Patrick Franziska schaute nach seinem Matchball zur Hallendecke, als könne er diesen Erfolg selbst kaum glauben.
Auch ohne bekannte Namen wie Timo Boll, Dimitrij Ovtcharov und Petrissa Solja haben beide deutschen Nationalmannschaften in Rumänien jeweils die Mannschafts-Europameisterschaft im Tischtennis gewonnen. Rein statistisch betrachtet war das 3:1 gegen Russland bereits der neunte Final-Erfolg der Männer bei einer Team-EM. Die Frauen holten den Titel durch ihren 3:1-Sieg gegen die Topfavoritinnen aus Rumänien ebenfalls schon zum achten Mal. Doch noch nie in der Geschichte des Deutschen Tischtennis-Bundes gelang ein solcher Erfolg nahezu ohne die komplette Stammbesetzung.

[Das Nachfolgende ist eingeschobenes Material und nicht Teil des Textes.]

PR #3142, opened 2023-07-19
feat(context): add project extension import data

tylermorrisford:
#### Summary

This PR adds `sampleDataImportDataset` to application-context.

### DIFF
--- a/.changeset/kind-buckets-burn.md
+++ b/.changeset/kind-buckets-burn.md
@@ -1,0 +1,6 @@
+---
+'@commercetools-frontend/application-shell-connectors': minor
+'@commercetools-frontend/application-shell': minor
+---
+
+Add `sampleDataImportDataset` to project query, map value to project context.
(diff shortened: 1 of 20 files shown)


emmenko:
Hi @tylermorrisford ,

When would you need this information? The thing is, adding it here will result in always fetching the data every time the project loads. Is that intended?
Or do you need this data only in specific places?

tdeekens:
For context: this data will always be needed upon boot. It will guide different things:

1. Be added to FullStory as additional context to be able to split behaviour of users who have imported sample data and those who have not and how the use the MC. This is crucial for metrics
2. Be added to Intercom to improve the guided tours based on knowing if a user has imported sample data or not. In fact this already is a boot query executed a lot as a result now. This in turn is a follow-up to that
3. Used on the welcome page to alternate the widgets shown

As a result it's needed in so many cases (all apps) that I recommended making adding it here and resolving it in our API to not slow down the start of the MC.

stephsprinkle (approved):

jaikamat (approved):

«Das Wunder von Cluj», titelte der DTTB auf seiner Internetseite. Doch so groß die Freude bei den Deutschen war, so ernüchternd ist dieses Signal für die anderen europäischen Nationen. Zum ersten Mal seit 1996 wurde eine Team-EM ausgespielt, bei der wegen der vielen Termine in diesem Jahr weder der Rekord-Europameister Boll noch der Olympia-Dritte Ovtcharov dabei waren. Nutzen konnten diese Gelegenheit aber weder die favorisierten Schweden, noch der Halbfinal-Gegner Dänemark oder die jungen Russen. Im Gegenteil: Patrick Franziska (Saarbrücken) und Nina Mittelham (Berlin) führten ihre Teams zum zweiten großen Erfolg nach ihren persönlichen Erfolgen beim europäischen Top-16-Turnier zwei Wochen zuvor.
Franziska dreht Spiel
Beim Männer-Finale bewies der 29-jährige Franziska in mehreren kritischen Momenten Nervenstärke. Benedikt Duda (Bergneustadt) hatte das erste Spiel mit 2:3 gegen Maksim Grebnew vom Bundesliga-Club TSV Bad Königshofen verloren. Und auch Franziska lag bereits mit 1:2 gegen Lew Katsman (TTC Neu-Ulm) zurück. Die deutsche Nummer eins drehte das Match aber noch. Und machte den EM-Titel dann nach dem 3:1-Sieg von Dang Qiu (Düsseldorf) gegen Wladimir Sidorenko (TTC Neu-Ulm) in einem Fünf-Satz-Krimi gegen Grebnew perfekt. Durch diese EM, sagte Sportdirektor Richard Prause, «stellen wir das Gerüst unserer Nationalmannschaften auf ein noch viel solideres Fundament.»
Bei den Frauen entschied die Weltranglisten-33. Mittelham nach dem Halbfinale gegen Portugal auch das Finale gegen die Gastgeberinnen. Denn sie besiegte mit Bernadette Szocs und Elizabeta Samara gleich beide rumänischen Topspielerinnen mit 3:2. «Es einfach unglaublich, dass wir jetzt mit dieser Mannschaft Europameister sind», sagte Mittelham, die nach den Ausfällen von Petrissa Solja, Han Ying und Shan Xioana vom vierten auf den ersten Platz der Teamhierarchie aufgestiegen war. Sabine Winter (Schwabhausen) schlug Samara sogar deutlich (3:0). Das 2:3 von Chantal Mantz (Langstadt) gegen Daniela Dodean Monteiro fiel nicht ins Gewicht. Einen besseren Einstand hätte es für die neue Bundestrainerin Tamara Boros nicht geben können.